# dipendenze di kde non soddisdatte: Pacchetti BLOCCATI!

## niugentoo

Ciao a tutti, leggevo ke per far sentire i suoni di sistema era sufficente installare kdemultimedia con la use flag vorbis, bene appena ho provato a fare USE="vorbis" emerge kdemultimedia mi ha detto che non potevo installarlo a causa di alcuni pacchetti bloccati, ho dato allora emerge --pretend kdemultimedia e mi ha tirato fuori una sfilsa di pacchetti bloccati e quindi non è possibile installare kdemultimedia, per curiosità ho provato anche con altri come kdebase, kdeadmin, kdenetwork e via di seguito, tutti lo stesso problema!!

localhost marco # USE="vorbis" emerge kdemultimedia

Calculating dependencies... done!

!!! Error: the =kde-base/kdemultimedia-arts-3.5* package conflicts with another package;

!!!        the two packages cannot be installed on the same system together.

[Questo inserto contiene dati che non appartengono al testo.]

PR #361, opened 2026-08-12
fix(hooks): fire AFTER_EXECUTE on the JUPYTER_SERVER-mode error exits

### LINKED ISSUE #360: BEFORE_EXECUTE fires without a paired AFTER_EXECUTE on the JUPYTER_SERVER-mode error exits
In JUPYTER_SERVER mode, `execute_via_execution_stack` and `execute_code_local` fire `HookEvent.BEFORE_EXECUTE` and then leave through several exits without firing `AFTER_EXECUTE`. A handler that stashes per-execution state in the context it gets back from the BEFORE fire never gets a chance to release it. `OTelHookHandler` ends its span only in the AFTER branch and `create_otel_handler` wires a `SimpleSpanProcessor`, which exports on end, so a timed-out execution is missing from the span file entirely rather than recorded as an error.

!!!        Please use 'emerge --pretend' to determine blockers.

For more information about Blocked Packages, please refer to the following

section of the Gentoo Linux x86 Handbook (architecture is irrelevant):

http://www.gentoo.org/doc/en/handbook/handbook-x86.xml?full=1#blocked

localhost marco # emerge --pretend kdemultimedia

These are the packages that would be merged, in order:

Calculating dependencies... done!

[ebuild  N    ] kde-base/kdemultimedia-3.5.7  USE="alsa arts audiofile encode flac gstreamer mp3 theora vorbis xine xinerama -akode -debug -kdeenablefinal"

[blocks B     ] =kde-base/kdemultimedia-arts-3.5* (is blocking kde-base/kdemultimedia-3.5.7)

[blocks B     ] =kde-base/juk-3.5* (is blocking kde-base/kdemultimedia-3.5.7)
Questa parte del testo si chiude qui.